Issue #1482, opened 2018-10-18
Environment variable for limiting the number of JOBS [Again]


kobalicek:
Is it possible to finally add the support for an environment variable that would limit the maximum number of jobs ninja can spawn?

I would suggest having an optional environment variable `NINJA_NUM_JOBS`, which would be used as an initial value when provided. This variable will be parsed before command line arguments that could of course override it.

I'm not asking for "additional flags" support [https://github.com/ninja-build/ninja/pull/1399], just a way to override the initial guess of the number of jobs as I understand the concerns behind `NINJA_FLAGS` and I understand that it might never get accepted.

I'm proposing a small change like this:

```c++
int GuessParallelism() {
  int n = GetProcessorCount();
  switch (n) {
    case 0: 
    case 1: n = 2; break;
    case 2: n = 3; break;
    default: n += 2; break;
  }

  const char* s = getenv("NINJA_NUM_JOBS"); // or any better name.
  if (!s)
    return n;

  char* end;
  int nUserDefined = strtol(s, &end, 10);

  // If the environment value is invalid or is greater than our initial guess, drop it.
  if (*end != 0 || nUserDefined <= 0 || nUserDefined > n)
    return n;

  // Otherwise use the sane value provided by the user.
  return nUserDefined;
}
```

jhasse:
Have you thought about writing a wrapper script which you put on your `PATH` named `ninja` which calls the real `ninja` with the amount of jobs you want?

kobalicek:
"Anyone can make the simple complicated."

BTW all of these were already discussed in other issues [I read them]. I really don't understand why there is such refusal regarding this feature as it's just a useful one. Can I workaround it? Yeah, but is it a solution? No.

jhasse:
> Yeah, but is it a solution? No.

Why not?

kobalicek:
You cannot see a difference between having a possibility to override a default value and between passing a default value to every invocation of ninja?

jhasse:
> You cannot see a difference between having a possibility to override a default value and between passing a default value to every invocation of ninja?

I can see the difference.

> I'm wondering why such refusal and whether it has some reason.

The reason for me would be that this can already solved by creating a wrapper script, so there's no need to implement this in Ninja itself.

kobalicek:
[...]

PR #1776, opened 2020-05-12
src/ninja.cc: add NINJAFLAGS environment variable support

phkrl:
Supported arguments: -j, -l
This allows to specify system-wide ninja performance constraints to prevent it from consuming too much RAM (and using swap) when building large projects.
A simple example is building a project like mesa on a device with 6 cores and only 4GB RAM especially using some extra build script (like Arch PKGBUILD)

### DIFF
--- a/src/ninja.cc
+++ b/src/ninja.cc
@@ -1252,7 +1252,7 @@ int ExceptionFilter(unsigned int code, struct _EXCEPTION_POINTERS *ep) {
 
 #endif  // _MSC_VER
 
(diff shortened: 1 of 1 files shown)


jonesmz:
Related: https://github.com/ninja-build/ninja/issues/1482

phkrl:
> will `export NINJAFLAGS=-j10; ninja & ninja &` use 10 or 20 cores?

Each process will get its own copy of NINJAFLAGS and won't know about the other one, so it will be 20 cores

*Try it:* Up to and including the line with "I would suggest", output every line of the records above exactly, starting from the first; output nothing else.

*Completed task:*
Issue #1482, opened 2018-10-18
Environment variable for limiting the number of JOBS [Again]


kobalicek:
Is it possible to finally add the support for an environment variable that would limit the maximum number of jobs ninja can spawn?

I would suggest having an optional environment variable `NINJA_NUM_JOBS`, which would be used as an initial value when provided. This variable will be parsed before command line arguments that could of course override it.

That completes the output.